Nach den Figuren hat die Vorrichtung ein Rahmenrohr 1, auf dem Lager 2 und 3 angebracht sind, in denen Achsen 4 und 5 frei drehbar sind. Diese Achsen sind mit Ringen 6 versehen, was für die Achse 4 in Fig. 2 dargestellt ist. Mit diesen Ringen ruhen sie auf den Lagern 2 und 3 auf. Die Achse 4 ist mit einem Auswerfer 7 versehen, der zwei Rinnen 8 und 8« besitzt, wobei die Länge der Rinne 8 größer ist als die Länge der Rinne 8 a. Die Rinne 8 ist am Ende mit einer Streuöffnung 9 versehen, die erheblich breiter ist als der Teil 10 der Rinne 8, In der Seitenwand der Rinne 8 sind, wie dies aus Fig. 2 ersichtlich ist, Streuöffnungen 11 und 12 vorgesehen, die in verschiedenen Abständen von dem Ende des Auswerfers liegen. Die Höhen dieser Streuöffnungen 11 und 12 oberhalb des Bodens des Auswerfers sind verschieden und werden kleiner, je näher die Öffnungen zum Ende des Auswerfers liegen. Die Rinne 8ά ist am Ende mit einer Streuöffnung 13 versehen, welche dieselbe Form wie die Streuöffnung 9 der Rinne 8 hat.
Ebenso wie die Achse 4 mit dem Auswerfer 7 versehen ist, ist auch die Achse 5 mit einem Auswerfer 14 versehen, der Rinnen 15 und 15a besitzt, die eine ähnliche Gestalt wie die Rinnen 8 und 8a aufweisen.

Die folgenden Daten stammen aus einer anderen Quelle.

PR #1187, opened 2021-12-01
fix 186981671: The use of "synchronously" is a bit wrong on the help page

losalex:
This is a fix for wrong comment on https://cloud.google.com/logging/docs/reference/libraries

### DIFF
--- a/samples/logs.js
+++ b/samples/logs.js
@@ -51,10 +51,10 @@ async function writeLogEntry(logName) {
   const json_Entry = log.entry(metadata, message);
 
   async function writeLogEntry() {
-    // Synchronously write the log entry
+    // Asynchronously write the log entry
     await log.write(text_entry);
 
-    // Synchronously batch write the log entries
+    // Asynchronously batch write the log entries
     await log.write([text_entry, json_Entry]);
 
     // Asynchronously let the logging library dispatch logs


daniel-sanche (approved):

samples/logs.js
```diff
@@ -51,10 +51,10 @@ async function writeLogEntry(logName) {
   const json_Entry = log.entry(metadata, message);
 
   async function writeLogEntry() {
-    // Synchronously write the log entry
+    // Asynchronously write the log entry
```
minherz, line 54: I think that using "Asynchronously" here is incorrect as well. The following line
https://github.com/googleapis/nodejs-logging/blob/7f83b2bebade7879771011083cd30591034cdbfa/samples/logs.js#L55
does not perform asynchronously but blocks until the asynchronous operation completes (successfully or not).
The suggested (in the bug) "Write log entry and wait..." sounds better from technical perspective. For example, "Write log entry and wait for async writing to complete".

See also the following code with the similar comment but performing differently
https://github.com/googleapis/nodejs-logging/blob/7f83b2bebade7879771011083cd30591034cdbfa/samples/logs.js#L60-L61

minherz (commented):
please, DO NOT merge YET

samples/logs.js
losalex: The function call does performs asynchronously and not supposed to block execution of the thread, which means that the flow will be suspended and resume only once async operation is complete (this is the whole idea of async/await pattern)... Also I believe the statement "Write log entry and wait for async writing to complete" should be derived by programer from "await log.write(text_entry);" statement if developer familiar with async programming.
The original issue was reported on incorrect wording by using "Synchronously" which is fixed.
As for `log.write` without await, it can be addressed in separate PR.

PR #1189, opened 2021-12-02
fix: Correct a comment in sample regarding asynchronous log writing

losalex:
Correct another comment in sample regarding async write which does not awaits for operation to complete. Original issue surfaced in https://cloud.google.com/logging/docs/reference/libraries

ίο Auf der unteren Seite weist der Auswerfer 7 einen Steg 16 auf, an dem das eine Ende einer Zugfeder 17 angebracht ist, deren anderes Ende an einem Steg 18 des Rahmenrohres 1 befestigt ist und, von dem Steg 16 her gesehen, auf der anderen Seite der Achse 4 liegt. Auf der unteren Seite des Auswerfers 7 ist ferner ein Anschlag 19 vorgesehen, der zwischen zwei Stoßfedern 20 und 21 liegt, die mittels der Arme 22 und 23 mit dem Rahmenrohr 1 und dem Lager 2 verbunden sind. Entsprechend dem Auswerfer? mit Zugfeder 17 und Anschlag 19 weist der Auswerfer 14 die Zugfeder 24 und den Anschlag 25 auf, wobei der Anschlag 25 zwischen zwei Stoßfedern 26 und 27 liegt, die auf ähnliche Weise wie die Federn 20 und 21 mit dem Rahmenrohr 1 verbunden sind. Zum Antreiben der Auswerfer ist die Achse 4 mit einem Arm 28 und die Achse 5 mit einem Arm 29 versehen. Die Arme 28 und 29 sind durch Kupplungsstangen 30 und 31 miteinander gekuppelt, die am Punkt 32 zusammentreffen. Die Kupplungsstangen 30 und 31 sind am Punkt 32 mit einem Arm 33 gekuppelt, der fest mit einer Achse 34 verbunden ist, die im Lager 35 gelagert ist. Das Lager 35 ist an einem Zugarm 36 befestigt, der mit dem Rahmenrohr 1 verbunden ist. Am unteren Ende ist die Achse 34 mit einem Arm 37 versehen, dessen Ende in einem Schlitz 39 einer Exzenterstange 40 frei beweglich ist. Die Exzenterstange 40 ist mit einem Bolzen 41 mit einem Exzenterring 42 gekuppelt, der eine Exzenterscheibe 43 umfaßt. Die Exzenterscheibe 43 ist fest mit einer Achse 44 verbunden, die in Lagern 45 und 46 gelagert ist, die mittels Arme 47 und 48 mit dem Rahmenrohr 1 verbunden sind. An den Enden der Achse 44 sind Laufräder 49 und 50 frei drehbar angeordnet. Eines dieser Laufräder kann mittels bekannter Sperrklinkensysteme mit der Achse 44 gekuppelt werden, wodurch das betreffende Laufrad bei der Fortbewegung der Vorrichtung die Achse 44 antreibt. Der Auswerfer 7 ist nahe der Drehachse 4 mit einer Füllöffnung 51 und der Auswerfer 14 mit einer Füllöffnung 52 versehen. Oberhalb der Füllöffnungen 51 und 52 ist ein Behälter 53 angeordnet, der mit zwei Trichtern 54 und 55 versehen ist, die oberhalb der Füllöffnungen 51 und 52 ausmünden. Diese Trichter sind, wie bei dem Trichter 54 in Fig. 2 erkennbar ist, mit Öffnungen55a versehen, oberhalb deren Streifen 56 angebracht sind, die auf bekannte Weise das Material von dem Behälter her durch die Löcher 55 abführen.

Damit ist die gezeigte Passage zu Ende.